Start of DATA PROVIDED
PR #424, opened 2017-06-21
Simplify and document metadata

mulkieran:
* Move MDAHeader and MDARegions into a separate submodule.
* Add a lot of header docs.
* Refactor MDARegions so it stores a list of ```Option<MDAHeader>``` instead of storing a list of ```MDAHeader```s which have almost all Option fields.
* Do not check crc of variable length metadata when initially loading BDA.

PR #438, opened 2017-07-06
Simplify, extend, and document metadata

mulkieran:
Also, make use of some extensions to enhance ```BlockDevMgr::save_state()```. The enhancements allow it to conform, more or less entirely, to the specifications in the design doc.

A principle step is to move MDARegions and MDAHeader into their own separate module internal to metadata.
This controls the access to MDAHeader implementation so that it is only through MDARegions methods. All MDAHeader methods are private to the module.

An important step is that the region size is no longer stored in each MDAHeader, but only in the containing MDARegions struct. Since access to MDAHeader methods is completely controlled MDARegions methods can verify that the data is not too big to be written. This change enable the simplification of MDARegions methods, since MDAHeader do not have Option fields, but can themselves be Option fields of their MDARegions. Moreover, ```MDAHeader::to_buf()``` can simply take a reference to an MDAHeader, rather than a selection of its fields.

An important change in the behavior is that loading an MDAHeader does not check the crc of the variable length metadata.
End of DATA PROVIDED
Start of DATA PROVIDED
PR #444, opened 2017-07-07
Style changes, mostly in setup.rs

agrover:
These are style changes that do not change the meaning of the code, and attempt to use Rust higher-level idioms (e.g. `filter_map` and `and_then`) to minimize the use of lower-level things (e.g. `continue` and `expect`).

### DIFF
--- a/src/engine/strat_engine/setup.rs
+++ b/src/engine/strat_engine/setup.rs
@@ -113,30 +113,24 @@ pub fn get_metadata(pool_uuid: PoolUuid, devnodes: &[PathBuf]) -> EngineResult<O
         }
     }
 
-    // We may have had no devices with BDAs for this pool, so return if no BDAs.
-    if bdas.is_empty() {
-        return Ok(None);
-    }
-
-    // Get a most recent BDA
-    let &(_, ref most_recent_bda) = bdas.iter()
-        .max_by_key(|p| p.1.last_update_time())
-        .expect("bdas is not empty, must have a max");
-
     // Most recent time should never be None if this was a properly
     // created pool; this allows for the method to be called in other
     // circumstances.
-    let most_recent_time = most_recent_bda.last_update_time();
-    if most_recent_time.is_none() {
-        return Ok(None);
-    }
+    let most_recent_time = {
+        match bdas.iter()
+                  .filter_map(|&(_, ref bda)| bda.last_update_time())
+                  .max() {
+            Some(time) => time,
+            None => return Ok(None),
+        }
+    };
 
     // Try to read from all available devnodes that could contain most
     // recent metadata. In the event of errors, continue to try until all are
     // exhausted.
End of DATA PROVIDED
Start of DATA PROVIDED
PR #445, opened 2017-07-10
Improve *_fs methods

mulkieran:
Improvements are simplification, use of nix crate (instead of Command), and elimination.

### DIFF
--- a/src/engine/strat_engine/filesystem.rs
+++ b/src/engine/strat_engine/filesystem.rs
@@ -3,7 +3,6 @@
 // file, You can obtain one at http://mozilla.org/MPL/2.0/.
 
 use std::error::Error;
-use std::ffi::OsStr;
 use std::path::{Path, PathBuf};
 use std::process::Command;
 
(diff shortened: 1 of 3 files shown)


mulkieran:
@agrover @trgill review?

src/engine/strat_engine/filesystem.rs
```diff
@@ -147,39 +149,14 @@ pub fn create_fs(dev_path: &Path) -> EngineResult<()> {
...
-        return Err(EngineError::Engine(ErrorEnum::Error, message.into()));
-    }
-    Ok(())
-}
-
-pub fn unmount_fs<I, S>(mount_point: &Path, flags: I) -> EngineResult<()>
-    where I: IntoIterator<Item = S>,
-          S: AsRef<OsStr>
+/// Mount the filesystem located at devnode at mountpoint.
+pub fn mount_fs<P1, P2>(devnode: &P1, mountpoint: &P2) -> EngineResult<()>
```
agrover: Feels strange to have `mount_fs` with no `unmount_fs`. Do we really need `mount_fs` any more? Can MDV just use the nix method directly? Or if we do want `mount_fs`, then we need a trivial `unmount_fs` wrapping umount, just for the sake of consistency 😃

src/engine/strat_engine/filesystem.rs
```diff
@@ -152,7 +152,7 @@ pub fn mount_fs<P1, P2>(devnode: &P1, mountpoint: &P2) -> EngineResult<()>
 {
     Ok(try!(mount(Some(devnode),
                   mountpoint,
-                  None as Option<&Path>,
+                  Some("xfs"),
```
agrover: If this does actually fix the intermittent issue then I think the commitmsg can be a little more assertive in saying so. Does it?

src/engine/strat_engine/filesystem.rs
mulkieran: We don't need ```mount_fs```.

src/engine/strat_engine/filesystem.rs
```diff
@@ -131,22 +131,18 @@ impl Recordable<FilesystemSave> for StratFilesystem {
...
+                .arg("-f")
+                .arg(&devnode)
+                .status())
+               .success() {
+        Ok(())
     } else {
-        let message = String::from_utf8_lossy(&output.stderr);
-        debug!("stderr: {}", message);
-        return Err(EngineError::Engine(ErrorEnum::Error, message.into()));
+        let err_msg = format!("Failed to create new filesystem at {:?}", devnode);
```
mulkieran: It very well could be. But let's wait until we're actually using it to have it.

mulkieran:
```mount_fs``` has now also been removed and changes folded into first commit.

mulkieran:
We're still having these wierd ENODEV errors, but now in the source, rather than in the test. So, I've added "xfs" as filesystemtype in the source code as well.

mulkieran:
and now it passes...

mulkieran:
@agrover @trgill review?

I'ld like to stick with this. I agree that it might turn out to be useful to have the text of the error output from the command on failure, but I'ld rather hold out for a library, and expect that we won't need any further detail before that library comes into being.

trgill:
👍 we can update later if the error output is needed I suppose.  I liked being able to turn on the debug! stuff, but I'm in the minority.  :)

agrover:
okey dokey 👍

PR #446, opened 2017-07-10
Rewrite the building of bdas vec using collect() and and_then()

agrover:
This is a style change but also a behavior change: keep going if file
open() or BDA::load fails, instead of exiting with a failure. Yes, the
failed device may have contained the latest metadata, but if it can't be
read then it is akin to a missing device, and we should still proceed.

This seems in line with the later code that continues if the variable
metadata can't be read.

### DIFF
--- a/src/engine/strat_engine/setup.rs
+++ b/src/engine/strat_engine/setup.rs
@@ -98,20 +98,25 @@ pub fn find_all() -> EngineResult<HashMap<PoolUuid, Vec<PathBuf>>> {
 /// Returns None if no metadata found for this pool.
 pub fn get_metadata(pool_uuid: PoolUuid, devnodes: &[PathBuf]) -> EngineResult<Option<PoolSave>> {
End of DATA PROVIDED
DIRECTIONS: In the records above, find the line with "PR #424, opened 2017-06-21"; write out exactly that line and each one after it, stopping after the line with "This controls the".

ANSWER SPACE:
PR #424, opened 2017-06-21
Simplify and document metadata

mulkieran:
* Move MDAHeader and MDARegions into a separate submodule.
* Add a lot of header docs.
* Refactor MDARegions so it stores a list of ```Option<MDAHeader>``` instead of storing a list of ```MDAHeader```s which have almost all Option fields.
* Do not check crc of variable length metadata when initially loading BDA.

PR #438, opened 2017-07-06
Simplify, extend, and document metadata

mulkieran:
Also, make use of some extensions to enhance ```BlockDevMgr::save_state()```. The enhancements allow it to conform, more or less entirely, to the specifications in the design doc.

A principle step is to move MDARegions and MDAHeader into their own separate module internal to metadata.
This controls the access to MDAHeader implementation so that it is only through MDARegions methods. All MDAHeader methods are private to the module.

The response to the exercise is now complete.